/DSCI631-project

Machine learning project to predict NYC property prices.

Primary LanguageJupyter NotebookMIT LicenseMIT

NYC Property Sales

by: Aviv Farag, Joseph Logan, Abdulaziz Alquzi


Table of Contents


Abstract:

We are data science consultants who are contracted by property management investors in New York City. Their company, supported by investors, wants to buy residential real estate in NYC at the cheapest price possible, renovate, then resell within a year. The renovation analysis is outside the scope of this project, but they want a baseline model that can predict the price of residential real-estate in order to :

Identify potential undervalued listed properties to buy Predict market price when it’s time to sell in order to sell quickly while maximizing return on investment Because the want to renovate and sell the properties quickly, they want less than 10 residential units, and properties less than 5 million each but are at least ten thousand.


Python Packages:

  1. pandas
    import pandas as pd

  2. numpy
    import numpy as np

  3. matplotlib.pyplot
    import matplotlib.pyplot as plt

  4. joblib
    import joblib

  5. seaborn
    import seaborn as sns

  6. scipy.stats.randint
    from scipy.stats import randint

  7. sklearn:

    1. sklearn.metrics:

      1. mean_squared_error
      2. mean_absolute_error
      3. r2_score
      4. confusion_matrix
    2. sklearn.ensemble:

      1. RandomForestRegressor
      2. BaggingRegressor
    3. sklearn.model_selection:

      1. train_test_split
      2. GridSearchCV
      3. RandomizedSearchCV
      4. cross_validate
      5. KFold
    4. sklearn.preprocessing:

      1. StandardScaler
      2. OneHotEncoder
      3. RobustScaler
    5. sklearn.linear_model: LinearRegression

    6. sklearn.model_selection: train_test_split

    7. sklearn.pipline: Pipline

    8. sklearn.compose: ColumnTransformer

    9. sklearn.decimposition: PCA

    10. sklearn.dummy: DummyRegressor

    from sklearn.model_selection import train_test_split
    from sklearn.pipeline import Pipeline
    from sklearn.preprocessing import OneHotEncoder
    from sklearn.preprocessing import RobustScaler, StandardScaler
    from sklearn.compose import ColumnTransformer
    from sklearn.linear_model import LinearRegression
    from sklearn.tree import DecisionTreeRegressor
    from sklearn.ensemble import RandomForestRegressor, BaggingRegressor
    from sklearn.metrics import mean_squared_error, mean_absolute_error, r2_score
    from scipy.stats import randint
    from sklearn.model_selection import GridSearchCV, RandomizedSearchCV
    from sklearn.dummy import DummyRegressor
    from sklearn.tree import ExtraTreeRegressor
    from sklearn.model_selection import cross_validate, KFold
    

Functions

  1. random_SCV(pipe = [], grid_param = [], n_iter = 10, cv = 5, scoring = 'neg_mean_squared_error', rnd_state = 42, file_name = "", training = [])
    Running RandomizedSearchCV for an estimator "pipe" according to grid_param and the other parameters including a list of x_training and y_training (training). The results are saved in param_tuning folder in the file named: file_name.

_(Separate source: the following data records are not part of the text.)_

PR #1371, opened 2026-04-22
fix(internal-tool): continue dev startup when spacetime publish fails

mantrakp04:
## Summary
- pre-dev.mjs now warns and exits 0 when the local SpacetimeDB publish fails, instead of aborting `next dev`
- Lets contributors without a running local SpacetimeDB server still start the internal-tool dev server
- Updates the header comment to reflect the new behavior

## Test plan
- [ ] Run `pnpm dev` in `apps/internal-tool` with no SpacetimeDB server running — dev server should still start, with a warning
- [ ] Run with SpacetimeDB server running and `spacetime` CLI installed — publish still runs and dev proceeds
- [ ] Run without `spacetime` CLI installed — existing warn-and-continue path still works

## Summary by CodeRabbit

* **Chores**
  * Updated local publishing configuration to derive server settings from environment variables for improved flexibility and easier customization.

### DIFF
--- a/apps/internal-tool/scripts/spacetime-publish.mjs
+++ b/apps/internal-tool/scripts/spacetime-publish.mjs
@@ -6,8 +6,27 @@ import { spawnSync } from "node:child_process";
 
 const target = process.argv[2]; // "local" or "prod"
 
+/** HTTP API for 'spacetime publish' (matches docker/dependencies/docker.compose.yaml host port ...39). */
+function localPublishServerUrl() {
+  if (process.env.STACK_SPACETIME_PUBLISH_URL) {
+    return process.env.STACK_SPACETIME_PUBLISH_URL;
+  }
+  const prefix = process.env.NEXT_PUBLIC_STACK_PORT_PREFIX ?? "81";
+  return `http://127.0.0.1:${prefix}39`;
+}
+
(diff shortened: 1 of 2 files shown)


apps/internal-tool/scripts/spacetime-publish.mjs
```diff
@@ -6,8 +6,27 @@ import { spawnSync } from "node:child_process";
...
+  if (process.env.STACK_SPACETIME_PUBLISH_URL) {
+    return process.env.STACK_SPACETIME_PUBLISH_URL;
+  }
+  const prefix = process.env.NEXT_PUBLIC_STACK_PORT_PREFIX ?? "81";
+  return `http://127.0.0.1:${prefix}39`;
+}
+
 const configs = {
-  local: ["publish", "stack-auth-llm", "--server", "local", "-p", "spacetimedb", "--yes", "--no-config", "--delete-data=on-conflict"],
+  local: [
```
nams1570, line 19: for context, if you run `spacetime server list` on your CLI, local is a nickname for your default local spacetime server. It seems to default to 3000, though that being said this is a good fix because we shouldnt rely on it.

nams1570 (approved):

  2. grid_SCV(pipe = [], grid_param = [], cv = 5, scoring = 'neg_mean_squared_error', file_name = "", training = [])
    Similar to the first function, but this time it is GridSearchCV that runs on an estimator "pipe".

  3. wr_pkl_file(file_name = "",content = "", read = False)
    Dealing with either reading or writing a pkl file that contains different machine learning pipelines with their corresponding results.

  4. print_results(labels = [], est = [], plt_num = 50, log = False, testing = [])
    Predicting sales prices and printing results (R-Squared, MAE, and RMSE) for different estimators (est).

  5. validation(models = [], estimators = [], training = [], cv = 5, train_score = False):
    Performs cross validation for different models using their estimators and training set.


Setup and running the code:

Clone the repo using the following command in terminal:
git clone https://github.com/avivfaraj/DSCI631-project.git

After cloning the repo, open Final_project.ipynb and run each cell one at a time in the order that they are presented. You can run the whole notebook in a single step by clicking on the menu Cell -> Run All.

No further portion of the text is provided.